To investigate clinical features of seizures in different types of neuronal surface antibody-related autoimmune encephalitis (AE). The clinical data of seizures in 18 cases of neuronal surface antibody-related AEs diagnosed in our hospital were retrospectively analyzed. Among 18 cases, 9 was LGI1 antibody-related encephalitis, 1 anti-GABABR encephalitis, 6 anti-NMDAR encephalitis, and 2 AE with undefinable antibodies.

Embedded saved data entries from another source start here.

PR #530, opened 2019-08-22
add B99 command to control FAKE_SERVO mode

blurfl:
FAKE_SERVO mode is useful for testing firmware and GC changes, or troublesome gcode files without needing to run the router around the board. It can be used on a Mega/motorControl pair with no motors attached.

  Use: 'B99 ON' turns FAKE_SERVO mode on, 'B99' with anything other than 'ON' (or nothing) turns it off.
  The current state of FAKE_SERVO is reported at startup and when it changes.
  The state is saved in EEPROM to persist over restarts, but is set off when the EEPROM is wiped, so off is the default state. 
  During FAKE_SERVO mode, the motors do not run. Instead computePID() spoofs the encoder value sent to the PID using a value that is +- 10% of the expected destination value. The cursor on the GC screen tracks the progress of the spoofed encoder values.

Files changed:
 cnc_ctrl_v1.ino:
 - add global flag to signal Axis::computePID() and Motor::write()
 - check for saved state at startup and report it

 Gcode.cpp:
 - add 'B99 ' command
 - - if the line contains 'ON' set FAKE_SERVO_STATE otherwise clear it
 - - report the state
 - - save the value of FAKE_SERVO_STATE in the high byte of EEPROM to persiste over restarts
 - - note that Setings::settingsWipe(SETTINGS_RESTORE_ALL) writes '0' to that location, which turns FAKE_SERVO off

 Axis.cpp:
 - at start of Axis::computePID(), check 'if (FAKE_SERVO_STATE != 0)' to determine whether to fake the encoder change. The check adds very few microseconds to this importrant function.

 Motor.cpp:
 - at the start of Motor::write() add a check for (FAKE_SERVO_STATE == 0) to determine whether to set the speed of the motor. This check adds only a few microseconds. Adding this check keeps the motors inoperative dureing FAKE_SERVO mode.

This adds a feature.

No, it does not change the kinematics.
It does not need recalibration.
The default state is off.
The change does not affect these, no changes are needed,
The PR has been tested on an actual machine _and_ in fake servo mode 😁.

Create two macros: 'B99' and B99 ON'
Start GC and connect, note the line 'FAKE_SERVO off' on the screen.
Test for correct motor operation.
Use the 'B99 ON' macro, note the line 'FAKE_SERVO on'
Test that the cursor moves on the screen as expected but the motors stay quiet.
Disconnect the serial connection and reconnect to demonstrate that the state of FAKE_SERVO persists over a restart.
Use the 'B99' macro, note the line 'FAKE_SERVO off'
Test for correct motor operation.

### DIFF
--- a/cnc_ctrl_v1/Axis.cpp
+++ b/cnc_ctrl_v1/Axis.cpp
@@ -17,6 +17,7 @@
 
 
 #include "Maslow.h"
+// #include <EEPROM.h>
 
 void Axis::setup(const int& pwmPin, const int& directionPin1, const int& directionPin2, const int& encoderPin1, const int& encoderPin2, const char& axisName, const unsigned long& loopInterval)
 {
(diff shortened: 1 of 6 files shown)


BarbourSmith:
> The PR has been tested on an actual machine and in fake servo mode 😁.

😀 😀 😀 

Nice work :)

Epileptic seizures in 9 cases of LGI1 antibody-associated AE manifested in 3 forms: faciobranchial dystonia seizure (FBDS) in 4, mesial temporal lobe epilepsy (MTLE) in 6, and GTCS in 7 patients. The brain MRI of 4 patients showed high T2 flair signal on one hippocampus, 2 showed high T1/T2 signal on one side basal ganglia. For EEG, 6 revealed interictal epileptic discharges; ictal EEG were recorded in 5 patients, 2 FBDS, 3 MTLE. Epileptic seizures in patient with anti-GABABR encephalitis manifested in 2 forms: GTCS and MTLE. Epileptic seizures in 6 cases of anti-NMDAR encephalitis manifested in 2 forms: partial seizures in 3, GTCS in 5 cases. For EEG, 2 cases showed interictal epileptic discharges, 3 showed δ activity or rhythm in frontal area. Most neuronal surface antibody-associated AE have seizures. LGI1 antibody-associated AE usually affected limbic system or basal ganglia, seizure type accordingly were MTLE or FBDS. Anti-GABABR encephalitis showed severe and refractory seizures, GTCS or MTLE, which rapidly progress to status epilepticus and AEDs were ineffective. Anti-NMDAR encephalitis showed more generalized than partial seizures. The δ activity or rhythm in frontal area in EEG was helpful for diagnosis.